Collected data:
# # # #
PR #216, opened 2016-10-06
fixes #215

### LINKED ISSUE #215: While using python 3.x HBASE_DROP_ALL_TABLES doesn't work
In python even after setting `HBASE_DROP_ALL_TABLES=True`, I get the following error.
```
AlreadyExists: AlreadyExists(message='table name already in use')
```
So I debugged this and figured out that hbase return all strings as bytes. When table name is set in setting (HBASE_METADATA_TABLE = 'metadata') it is passed to hbase as `str`. Hence the following line fails: https://github.com/scrapinghub/frontera/blob/master/frontera/contrib/backends/hbase.py#L77 and the tables are not dropped
```
self.table =  'metadata'
tables = tables = set(self.connection.tables())
print(tables) ---> {b'metadata', b'queue'}
'metadata' in {b'metadata', b'queue'} ---> False 

```

voith:
fixes #215

### DIFF
--- a/tests/contrib/backends/hbase/test_hbase.py
+++ b/tests/contrib/backends/hbase/test_hbase.py
@@ -87,3 +87,26 @@ class TestHBaseBackend(object):
         assert r4.meta[b'state'] == States.CRAWLED
         state.flush(True)
         assert state._state_cache == {}
+
+    def test_drop_all_tables_when_table_name_is_str(self):
+        connection = Connection(host='hbase-docker', port=9090)
+        for table in connection.tables():
+            connection.delete_table(table, True)
+        hbase_queue_table = 'queue'
+        queue_schema = {'f': {'max_versions': 1, 'block_cache_enabled': 1}}
+        hbase_metadata_table = 'metadata'
+        metadata_schema = {'m': {'max_versions': 1},
+                           's': {'max_versions': 1, 'block_cache_enabled': 1,
+                                 'bloom_filter_type': 'ROW', 'in_memory': True, },
+                           'c': {'max_versions': 1}
+                           }
+        connection.create_table(hbase_queue_table, queue_schema)
+        connection.create_table(hbase_metadata_table, metadata_schema)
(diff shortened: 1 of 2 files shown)


tests/contrib/backends/hbase/test_hbase.py
```diff
@@ -87,3 +87,26 @@ def test_state(self):
         assert r4.meta[b'state'] == States.CRAWLED
         state.flush(True)
         assert state._state_cache == {}
+
+    def test_drop_all_tables_when_table_name_is_str(self):
+        connection = Connection(host='hbase-docker', port=9090)
+        for table in connection.tables():
+            connection.delete_table(table, True)
+        hbase_queue_table = 'queue'
+        queue_schema = {'f': {'max_versions': 1, 'block_cache_enabled': 1}}
```
sibiryakov: I would reduce schemas here, they don't need to be that detailed.

tests/contrib/backends/hbase/test_hbase.py
```diff
@@ -87,3 +87,26 @@ def test_state(self):
...
+                           }
+        connection.create_table(hbase_queue_table, queue_schema)
+        connection.create_table(hbase_metadata_table, metadata_schema)
+        tables = connection.tables()
+        assert set(tables) == set([b'metadata', b'queue'])  # Failure of test itself
+
+        # the following two lines should fail with a table already exists exception
+        # if the table are not dropped successfully in the constructor
+        HBaseQueue(connection=connection, partitions=1, table_name=hbase_queue_table, drop=True)
+        HBaseMetadata(connection=connection, table_name=hbase_metadata_table, drop_all_tables=True,
```
sibiryakov: exception raise assertion is missing here.

tests/contrib/backends/hbase/test_hbase.py
voith: Done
# # # #
Task: Reproduce all the data exactly. Include every line.

Your solution:
PR #216, opened 2016-10-06
fixes #215

### LINKED ISSUE #215: While using python 3.x HBASE_DROP_ALL_TABLES doesn't work
In python even after setting `HBASE_DROP_ALL_TABLES=True`, I get the following error.
```
AlreadyExists: AlreadyExists(message='table name already in use')
```
So I debugged this and figured out that hbase return all strings as bytes. When table name is set in setting (HBASE_METADATA_TABLE = 'metadata') it is passed to hbase as `str`. Hence the following line fails: https://github.com/scrapinghub/frontera/blob/master/frontera/contrib/backends/hbase.py#L77 and the tables are not dropped
```
self.table =  'metadata'
tables = tables = set(self.connection.tables())
print(tables) ---> {b'metadata', b'queue'}
'metadata' in {b'metadata', b'queue'} ---> False 

```

voith:
fixes #215

### DIFF
--- a/tests/contrib/backends/hbase/test_hbase.py
+++ b/tests/contrib/backends/hbase/test_hbase.py
@@ -87,3 +87,26 @@ class TestHBaseBackend(object):
         assert r4.meta[b'state'] == States.CRAWLED
         state.flush(True)
         assert state._state_cache == {}
+
+    def test_drop_all_tables_when_table_name_is_str(self):
+        connection = Connection(host='hbase-docker', port=9090)
+        for table in connection.tables():
+            connection.delete_table(table, True)
+        hbase_queue_table = 'queue'
+        queue_schema = {'f': {'max_versions': 1, 'block_cache_enabled': 1}}
+        hbase_metadata_table = 'metadata'
+        metadata_schema = {'m': {'max_versions': 1},
+                           's': {'max_versions': 1, 'block_cache_enabled': 1,
+                                 'bloom_filter_type': 'ROW', 'in_memory': True, },
+                           'c': {'max_versions': 1}
+                           }
+        connection.create_table(hbase_queue_table, queue_schema)
+        connection.create_table(hbase_metadata_table, metadata_schema)
(diff shortened: 1 of 2 files shown)


tests/contrib/backends/hbase/test_hbase.py
```diff
@@ -87,3 +87,26 @@ def test_state(self):
         assert r4.meta[b'state'] == States.CRAWLED
         state.flush(True)
         assert state._state_cache == {}
+
+    def test_drop_all_tables_when_table_name_is_str(self):
+        connection = Connection(host='hbase-docker', port=9090)
+        for table in connection.tables():
+            connection.delete_table(table, True)
+        hbase_queue_table = 'queue'
+        queue_schema = {'f': {'max_versions': 1, 'block_cache_enabled': 1}}
```
sibiryakov: I would reduce schemas here, they don't need to be that detailed.

tests/contrib/backends/hbase/test_hbase.py
```diff
@@ -87,3 +87,26 @@ def test_state(self):
...
+                           }
+        connection.create_table(hbase_queue_table, queue_schema)
+        connection.create_table(hbase_metadata_table, metadata_schema)
+        tables = connection.tables()
+        assert set(tables) == set([b'metadata', b'queue'])  # Failure of test itself
+
+        # the following two lines should fail with a table already exists exception
+        # if the table are not dropped successfully in the constructor
+        HBaseQueue(connection=connection, partitions=1, table_name=hbase_queue_table, drop=True)
+        HBaseMetadata(connection=connection, table_name=hbase_metadata_table, drop_all_tables=True,
```
sibiryakov: exception raise assertion is missing here.

tests/contrib/backends/hbase/test_hbase.py
voith: Done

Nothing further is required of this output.